• PROBLEM REQUIREMENTS:
Up to and including the line that contains "When I include", repeat each line of the data exactly, starting from the first.

·····

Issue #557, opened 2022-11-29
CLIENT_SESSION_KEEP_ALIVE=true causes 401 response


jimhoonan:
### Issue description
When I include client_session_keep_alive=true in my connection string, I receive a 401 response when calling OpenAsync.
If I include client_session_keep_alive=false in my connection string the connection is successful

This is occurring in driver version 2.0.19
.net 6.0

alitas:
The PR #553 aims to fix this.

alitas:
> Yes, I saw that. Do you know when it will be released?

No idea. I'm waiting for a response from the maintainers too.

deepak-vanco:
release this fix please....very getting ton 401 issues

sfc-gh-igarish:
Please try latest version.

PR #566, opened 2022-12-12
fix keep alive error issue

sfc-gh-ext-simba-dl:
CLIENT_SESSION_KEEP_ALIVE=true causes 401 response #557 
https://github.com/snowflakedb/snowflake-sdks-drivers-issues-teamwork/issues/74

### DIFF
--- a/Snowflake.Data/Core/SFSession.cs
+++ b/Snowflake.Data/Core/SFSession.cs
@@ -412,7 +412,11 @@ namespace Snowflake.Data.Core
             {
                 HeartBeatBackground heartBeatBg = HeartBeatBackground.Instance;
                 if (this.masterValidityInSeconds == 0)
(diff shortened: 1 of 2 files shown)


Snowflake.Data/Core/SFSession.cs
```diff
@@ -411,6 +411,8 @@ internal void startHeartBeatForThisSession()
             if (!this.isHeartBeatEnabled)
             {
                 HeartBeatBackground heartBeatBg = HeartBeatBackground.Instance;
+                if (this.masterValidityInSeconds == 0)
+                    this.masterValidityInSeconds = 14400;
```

·····

• ANSWER:
Issue #557, opened 2022-11-29
CLIENT_SESSION_KEEP_ALIVE=true causes 401 response


jimhoonan:
### Issue description
When I include client_session_keep_alive=true in my connection string, I receive a 401 response when calling OpenAsync.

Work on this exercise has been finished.